Peter Alexander @ Wed 03 Oct said:


> I'm excited to announce the NEW downloadable *Spectrotone Course: Visual Orchestration* for those who read or barely read music. [...]



Do you mean those who _cannot_ read or barely read music? Or perhaps, will not read, or do not read, or no longer read, etc.


----------



## Scrianinoff (Oct 3, 2012)

What's in the "PDF booklets with supporting material"? Mostly everything covered in the video lectures? A summary of the information to fall back on?

How does it compare to your professional orchestration series?

I have been thinking of getting the pro orch series for a long time, as a refresher and as a bundling of knowledge that I collected here and there over the years. Some people are raving about the contents. Still I find it difficult to assess what's really in it, and in what form. Can the pro orch series and/or this new series be used in this fashion? Or is it tied to an A to B to Z type of course?


----------



## Peter Alexander (Oct 3, 2012)

*Re: New! Spectrotone Course: Visual Orchestration - Pre-Order Pricing - Releases Week of Oct 15*



Scrianinoff @ Wed Oct 03 said:


> Peter Alexander @ Wed 03 Oct said:
> 
> 
> > I'm excited to announce the NEW downloadable *Spectrotone Course: Visual Orchestration* for those who read or barely read music. [...]
> ...



I've revised the statement to reflect those who read music and those who compose mostly be ear, hence, visual orchestration.


----------



## Peter Alexander (Oct 3, 2012)

Scrianinoff @ Wed Oct 03 said:


> What's in the "PDF booklets with supporting material"? Mostly everything covered in the video lectures? A summary of the information to fall back on?
> 
> How does it compare to your professional orchestration series?
> 
> I have been thinking of getting the pro orch series for a long time, as a refresher and as a bundling of knowledge that I collected here and there over the years. Some people are raving about the contents. Still I find it difficult to assess what's really in it, and in what form. Can the pro orch series and/or this new series be used in this fashion? Or is it tied to an A to B to Z type of course?
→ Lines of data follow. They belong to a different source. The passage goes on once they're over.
PR #333, opened 2017-10-30
Refactor the activity archive to allow building an archive from a ResearchSuite result.

syoung-smallwisdom:
Move some code around and add protocols to allow using the same code to archive either an ORKTaskResult or a RSDTaskResult.


Erin-Mounts (approved):
looks good

PR #334, opened 2017-10-31
Fix access to shared user to allow calling from background thread

syoung-smallwisdom:
Change the shared user access to not use the UIApplication delegate.


Erin-Mounts (approved):
looks good

PR #335, opened 2017-12-07
Comment out assertion that fails during onboarding

syoung-smallwisdom:
This assertion was blocking me from being able to sign in to the CRF app using an existing external ID.

### DIFF
--- a/BridgeAppSDK/SBAProfileItem.swift
+++ b/BridgeAppSDK/SBAProfileItem.swift
@@ -585,7 +585,7 @@ open class SBAStudyParticipantProfileItem: SBAStudyParticipantCustomAttributesPr
     override open func storedValue(forKey key: String) -> Any? {
         guard let studyParticipant = SBAStudyParticipantProfileItem.studyParticipant
             else {
-                assertionFailure("Attempting to read \(key) (\(profileKey)) on nil SBBStudyParticipant")
+                //assertionFailure("Attempting to read \(key) (\(profileKey)) on nil SBBStudyParticipant")
                 return nil
         }
         // special-case handling for an attribute to call through to the superclass implementation


Erin-Mounts:
This is an assertion because it should never happen. Until you're signed in, the BridgeSDK will give you a dummy SBBStudyParticipant to play with. Is it maybe somehow getting called before BridgeSDK has been set up? FWIW I've successfully signed in to CRF using an existing external ID so it seems like there must be more going on here than just that.

syoung-smallwisdom:
Yup, likely there is. New phone running iOS 11.2. Honestly, didn't spend too much time on it. Let's leave the PR open for now as a marker to revisit.

syoung-smallwisdom:
@Erin-Mounts 
I had this happen again Friday. It appears to be related to trying to run the app on a device or simulator where the keychain has been blown away but there is lingering info in cache. The result is partially signed in user.

This is going to be an issue for any of our longer-running studies where the user may switch phones because the keychain isn't restored. (I had to re-login to everything when I upgraded my phone.)

Erin-Mounts:
I also saw this once on Friday, when I got most of the way through onboarding and then canceled and then tried to go through onboarding again (can’t remember if I quit/killed the app in between or not). I was able to “solve" it by deleting and re-installing but I want to figure out what exactly is getting it into this state. It should never be possible to have a SBBUserSessionInfo object with a nil studyParticipant field but that seems to be what’s happening (and at least the proximal cause of the crash).

syoung-smallwisdom:
Nice to know that I'm not the only one.  :)  And yes, deleting and reinstalling fixed the issue.

Erin-Mounts:
Welp, I was going to try to debug through this and take care of it but I can no longer reproduce it with the latest CRFValidationApp commit in /master.

Erin-Mounts:
It's getting a SBBUserSessionInfo with a nil SBBStudyParticipant field because (a) there's a non-nil SBBUserSessionInfo in CoreData cache but (b) it doesn't have the login credentials anymore, which it needs to decrypt the StudyParticipant from CoreData.

If the app logged out from Bridge, the cache would have been cleared so I'm guessing that when you "cancel" during onboarding after verifying the external ID (the point at which it logs in), it's clearing the keychain but not actually calling BridgeSDK to log you out. Possibly we assumed you wouldn't be logged in until completing onboarding because that's how apps have worked in the past.

Erin-Mounts:
P.S. this only happens if you cancel partway through onboarding (after giving the external ID twice) and then quit and restart the app; until then it has the decrypted SBBStudyParticipant in its in-memory cache and doesn't need the credentials to decrypt it.

syoung-smallwisdom:
Closing. haven't run into the issue in a while.

PR #341, opened 2018-05-08
Make 'userHasContinued' open so it can be overridden from subclass

joshbruhin:
Needed for changes on Geisinger project


syoung-smallwisdom (approved):
looks good

PR #345, opened 2019-08-13
Update xcode10.3

syoung-smallwisdom:
This will now run on Xcode 10.3

Note: BridgeSDK is still pointing at a older version that uses the auth delegate b/c I wasn't sure how, for an existing app with users who are signed in, to migrate to the newer framework version.

Requires: https://github.com/Sage-Bionetworks/ResearchUXFactory-iOS/pull/80


Erin-Mounts (approved):
👍

PR #346, opened 2019-08-19
Remove references to auth delegate and update BridgeSDK pointer

syoung-smallwisdom:
¯\\\_(ツ)\_/¯ 

I suspect that anyone using this code will have a bit of work to do that is custom to their app in order for the keychain to work.

### DIFF
--- a/BridgeAppSDK/SBBScheduledActivity+Utilities.swift
+++ b/BridgeAppSDK/SBBScheduledActivity+Utilities.swift
@@ -86,23 +86,23 @@ public extension SBBScheduledActivity {
         return self.activity.survey?.identifier
     }
     
-    /**
-     Returns either the `SBBTaskReference` or `SBBSurveyReference` identifier.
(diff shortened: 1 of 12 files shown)


BridgeAppSDK/SBBScheduledActivity+Utilities.swift
```diff
@@ -86,23 +86,23 @@ public extension SBBScheduledActivity {
...
-    @objc dynamic var scheduleIdentifier: String {
-        // Strip out the unique part of the guid
-        if let range = self.guid.range(of: ":") {
-            return String(self.guid[..<range.lowerBound])
-        }
-        else {
-            return self.guid
-        }
-    }
+//    /**
```
Erin-Mounts: commented-out code

I realize we don't _intend_ to keep maintaining this, but....

Erin-Mounts (approved):
one nit, looks good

PM me your email address and I'll send you a 4-color PDF brochure.

To answer your questions.

1. For those who have the Spectrotone Chart from either buying it outright or within a Professional Orchestration bundle there are two PDF booklets included. 
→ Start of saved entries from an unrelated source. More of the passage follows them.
PR #719, opened 2023-03-30
fix: remove int64 limitations

krogla:
List of changes:
- Use the `uint256` type instead of `uint64` in `NodeOperatorsRegestry` to work with node operator validators' data. Validate that the resulting value doesn't exceed the `UINT64_MAX` in the `Packed64x4.set()` method.
- Replace calculations on signed variables with equivalent on unsigned int type
- Prevent math operation overflows using `SafeMath` or asserts before/after calculations

NodeOperatorsRegistry contract size reduced from **23.971** to **23.169** KB

Gase changes for most often used methods based on unit tests
|Method Name|Prev Version|New Version|
|-|-|-|
|`obtainDepositData()`|194,414|189,988|
|`onExitedAndStuckValidatorsCountsUpdated()`|8,300,043|8,148,381|
|`updateExitedValidatorsCount()`|118,450|115,006|


contracts/0.4.24/nos/NodeOperatorsRegistry.sol
```diff
@@ -577,10 +577,10 @@ contract NodeOperatorsRegistry is AragonApp, Versioned {
...
             // upd totals
             Packed64x4.Packed memory summarySigningKeysStats = _loadSummarySigningKeysStats();
-            summarySigningKeysStats.set(
-                SUMMARY_EXITED_KEYS_COUNT_OFFSET,
-                uint64(int64(summarySigningKeysStats.get(SUMMARY_EXITED_KEYS_COUNT_OFFSET)) + totalExitedValidatorsDelta)
-            );
+            // no need to check SUMMARY_EXITED_KEYS_COUNT <= UIN64_MAX due to it is the sum of
+            // operators's TOTAL_EXITED_KEYS_COUNT, each of which does not exceed operator's TOTAL_DEPOSITED_KEYS_COUNT,
+            // which in turn is limited by SafeMath64 when calculating SUMMARY_DEPOSITED_KEYS_COUNT
+            summarySigningKeysStats.set(SUMMARY_EXITED_KEYS_COUNT_OFFSET, uint64(uint256(int256(summarySigningKeysStats.get(SUMMARY_EXITED_KEYS_COUNT_OFFSET)) + totalExitedValidatorsDelta)));
```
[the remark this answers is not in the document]
Psirex: As a rough idea to get rid of chain casts: we can add a method to the `Packed64x4` lib, which will accept delta as `int128` or `int256` and apply it to value. Then we can write something like: `summarySigningKeysStats.slide(SUMMARY_EXITED_KEYS_COUNT_OFFSET, 
 totalExitedValidatorsDelta)`.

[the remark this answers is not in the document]
krogla: yep, but the basic idea is that all numbers we have are uint64 values, so when we convert them to int64, the math can break if the absolute values are higher than uin64_max/2.

to avoid this, we just use a cast to higher bits numbers to do all the math. But again, no one result value will exceed uint64. So converting back to uint64 is safe. Thus, theoretically, even uint65 could be enough)

TheDZhon:
@Psirex please consider resolving the conflicts by integrating the changes from the upstream branch (have divergent changes of lastly pushed commits) :pray:

contracts/0.4.24/nos/NodeOperatorsRegistry.sol
```diff
@@ -254,28 +250,16 @@ contract NodeOperatorsRegistry is AragonApp, Versioned {
...
-            summarySigningKeysStats.set(
-                SUMMARY_MAX_VALIDATORS_COUNT_OFFSET,
-                summarySigningKeysStats.get(SUMMARY_MAX_VALIDATORS_COUNT_OFFSET).add(vettedSigningKeysCountAfter)
-            );
-            summarySigningKeysStats.set(
-                SUMMARY_DEPOSITED_KEYS_COUNT_OFFSET,
-                summarySigningKeysStats.get(SUMMARY_DEPOSITED_KEYS_COUNT_OFFSET).add(depositedSigningKeysCount)
-            );
-            summarySigningKeysStats.set(
+            summarySigningKeysStats.add(SUMMARY_MAX_VALIDATORS_COUNT_OFFSET, vettedSigningKeysCountAfter);
```
TheDZhon, line 253: :+1:

contracts/0.4.24/nos/NodeOperatorsRegistry.sol
```diff
@@ -927,10 +932,10 @@ contract NodeOperatorsRegistry is AragonApp, Versioned {
 
         Packed64x4.Packed memory signingKeysStats = _loadOperatorSigningKeysStats(_nodeOperatorId);
 
-        stakingLimit = signingKeysStats.get(TOTAL_VETTED_KEYS_COUNT_OFFSET);
-        stoppedValidators = signingKeysStats.get(TOTAL_EXITED_KEYS_COUNT_OFFSET);
-        totalSigningKeys = signingKeysStats.get(TOTAL_KEYS_COUNT_OFFSET);
-        usedSigningKeys = signingKeysStats.get(TOTAL_DEPOSITED_KEYS_COUNT_OFFSET);
+        stakingLimit = uint64(signingKeysStats.get(TOTAL_VETTED_KEYS_COUNT_OFFSET));
+        stoppedValidators = uint64(signingKeysStats.get(TOTAL_EXITED_KEYS_COUNT_OFFSET));
```
TheDZhon, line 936: Do we want to save these names for the future?
I know that this method is from the past, though, changing names won't break the ABIs

TheDZhon (approved):
LGTM :+1: 

Please consider addressing the minor outdated naming issue

contracts/0.4.24/nos/NodeOperatorsRegistry.sol
Psirex: Updated the naming for returning variables

TheDZhon: awesome, ty :+1:

PR #720, opened 2023-03-30
Statemind report minor fixes

Psirex:


contracts/0.8.9/sanity_checks/OracleReportSanityChecker.sol
```diff
@@ -699,15 +690,21 @@ contract OracleReportSanityChecker is AccessControlEnumerable {
...
     }
 
     function _checkLimitValue(uint256 _value, uint256 _maxAllowedValue) internal pure {
         if (_value > _maxAllowedValue) {
-            revert IncorrectLimitValue(_value, _maxAllowedValue);
+            revert IncorrectLimitValue(_value, 0, _maxAllowedValue);
+        }
+    }
+
+    function _checkLimitValue(uint256 _value, uint256 _minAllowedValue, uint256 _maxAllowedValue) internal pure {
```
TheDZhon, line 705: Maybe having just a single version for both min and max is better?
Overloads can be dangerous in a long-run :thinking:

TheDZhon (approved):
Thank you, looks pretty reasonable and neat.
Only a single consideration regarding intrinsic limits for sanity checks

PR #721, opened 2023-03-30
Fix: stake limit resume handling

TheDZhon:
image

---

Test cases are in [`test/0.4.24/staking-limit.test.js`](https://github.com/lidofinance/lido-dao/blob/59b0476fef2c89a09e3b7cca264923eb6f9635b9/test/0.4.24/staking-limit.test.js#L244-L286)

### DIFF
--- a/contracts/0.4.24/lib/StakeLimitUtils.sol
+++ b/contracts/0.4.24/lib/StakeLimitUtils.sol
@@ -40,10 +40,10 @@ library StakeLimitState {
       * @dev Internal representation struct (slot-wide)
       */
     struct Data {
-        uint32 prevStakeBlockNumber;
-        uint96 prevStakeLimit;
-        uint32 maxStakeLimitGrowthBlocks;
-        uint96 maxStakeLimit;
+        uint32 prevStakeBlockNumber;      // block number of the previous stake submit
+        uint96 prevStakeLimit;            // limit value (<= `maxStakeLimit`) obtained on the previous stake submit
+        uint32 maxStakeLimitGrowthBlocks; // limit regeneration speed expressed in blocks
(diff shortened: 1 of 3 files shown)


contracts/0.4.24/lib/StakeLimitUtils.sol
```diff
@@ -145,13 +145,19 @@ library StakeLimitUtils {
...
-        // or new limit is lower than previous, then
-        // reset prev stake limit to the new max stake limit
-        if ((_data.maxStakeLimit == 0) || (_maxStakeLimit < _data.prevStakeLimit)) {
+        // reset prev stake limit to the new max stake limit if
+        if (
+            // staking was paused or
+            _data.prevStakeBlockNumber == 0 ||
+            // staking was unlimited or
+            _data.maxStakeLimit == 0 ||
+            // new limit is lower than the previous
```
folkyatina, line 154: Comment is misleading here. It make you think that prevStakeLimit is prevMaxStakeLimit, but it's a current level in the Diablo mana sphere

folkyatina (approved):
Fine, but can optionally use some  work on naming and comments. 
As for me, `prevStakeLimit` is really misleading name here and can use some rebranding.

loga4 (approved):
yep, all is good

contracts/0.4.24/lib/StakeLimitUtils.sol
TheDZhon: yeah, good catch!
ty, fixed :+1:

TheDZhon:
> Fine, but can optionally use some work on naming and comments. As for me, `prevStakeLimit` is really misleading name here and can use some rebranding.

Agree, added a few comments, but decided to not proceed with a large-scale refactoring

PR #725, opened 2023-04-03
Fix: restrict staking module name length to 31 bytes

loga4:
this fix increase codesize by 21bytes

Screenshot 2023-04-04 at 01 40 11


TheDZhon:
Got 18 bytes back :floppy_disk:

PR #727, opened 2023-04-03
Fix: check nor active status 

loga4:


TheDZhon (approved):
:+1: 

FYI: made a few edits in the test to improve readability

PR #731, opened 2023-04-09
Certora report's small fixes

Psirex:


contracts/0.4.24/nos/NodeOperatorsRegistry.sol
```diff
@@ -1439,6 +1439,11 @@ contract NodeOperatorsRegistry is AragonApp, Versioned {
         require(bytes(_name).length > 0 && bytes(_name).length <= MAX_NODE_OPERATOR_NAME_LENGTH, "WRONG_NAME_LENGTH");
     }
 
+    function _onlyValidRewardAddress(address _rewardAddress) internal view {
+        _onlyNonZeroAddress(_rewardAddress);
+        require(_rewardAddress != getLocator().lido(), "LIDO_REWARD_ADDRESS");
```
TheDZhon, line 1444: maybe add a comment why do we need it

TheDZhon (approved):
Thank you for the fixes!

contracts/0.4.24/nos/NodeOperatorsRegistry.sol
Psirex: Agree, added a comment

2. The PDFs accompanying the 6 30-minute videos (average timings) are a handful of sheets containing material not practical to visualize onscreen. 

3. For those who have the Spectrotone Chart through one of our Professional Orchestration bundles, Visual Orchestration is advanced training based on questions I've received from customers over the years, plus new material not included in any previous books or video courses. 

4. For those on VI who want to learn orchestration by ear, Visual Orchestration is the ticket because you don't have to read music to learn a lot to do a lot as it combines instrumentation, orchestration, composition and some recording info. 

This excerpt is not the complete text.